The proposed method works in two steps:

  • first the video is separated in overlapping clips (a clip is a collection of frames from time t - T to time t + T), for each of the clips, instances will be predicted
  • Once all the clips have been processed, a matching algorithm (not learned) based on instance intersection over union is used to unify the matching clip instances into one instance.

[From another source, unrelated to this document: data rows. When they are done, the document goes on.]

PR #961, opened 2019-12-10
i18n: only load .ftl files as fluent files

pietroalbini:
While I was working on the localization the application kept panicking at startup, because VIM creates temporary files inside the directory containing the originals, and those files are not valid UTF-8.

This commit changes the localization code to only load `.ftl` files from the `locales/` directory, preventing such issues from happening again.

r? @Manishearth


Manishearth:
Please make this change to the handlebars-fluent crate, we're switching over.

pietroalbini:
Moved it to https://github.com/Manishearth/handlebars-fluent/pull/2.

PR #987, opened 2020-01-23
Fix typo

jieggii:
"билиоитеку" -> "библиотеку"


Manishearth:
This should be done on Pontoon cc @funkill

The main contribution is in the first step, where the prediction occurs. The aim is to predict the segmentation of each instances in a clip. To predict the instances in a clip, first, a Mask R-CNN is run on the frame at time t. Then using the predicted instances at time t and information from the frame at time t + k, the other instances' segmentation are predicted. This is shown in the figure below:

image1

In order to use information from two frames for prediction, two feature tensors (one representing each frame) are concatenated. But as the objects move throughout the video, features corresponding to the same objects would not be aligned in the two tensors. To solve this problem, they use Deformable Convolutions which aim to align information from the reference tensor with the tensor at the time of prediction. This is shown in the following graphic:

image2

For each of the predicted instances at time t (pipeline done for each of the instances):

  • Instance Feature Computation: the feature tensor a time t is masked with the predicted target instance to only keep features theoretically describing the target instance
  • Instance Feature Propagation: Subtraction between the tensors describing the two frames if interest allows to get movement information to compute the positions of the Deformable Convolutions
  • Propageted Instance Segmentation: Using the concatenation of the reference feature tensor re-aligned with Deformable Convolutions and the tensor at target time, the new instance is predicted

Results

They evaluate on the YouTube-VIS dataset and claim to be the best reported accuracy.

Method  Pre-training Data mAP AP@75 AR@1 AR@10
DeepSORT  Imagenet, COCO 26.1 26.1 27.8 31.3
FEELVOS  Imagenet, COCO 26.9 29.7 29.9 33.4
OSMN  Imagenet, COCO 27.5 29.1 28.6 33.1
MaskTrack R-CNN  Imagenet, COCO 30.3 32.6 31.0 35.5
MaskTrack R-CNN∗  Imagenet, COCO 36.9 40.2 34.3 42.9
EnsembleVIS  Imagenet, COCO, Instagram, OpenImages 44.8 48.9 42.7 51.7
MaskProp  Imagenet, COCO 46.6 51.2 44.0 52.6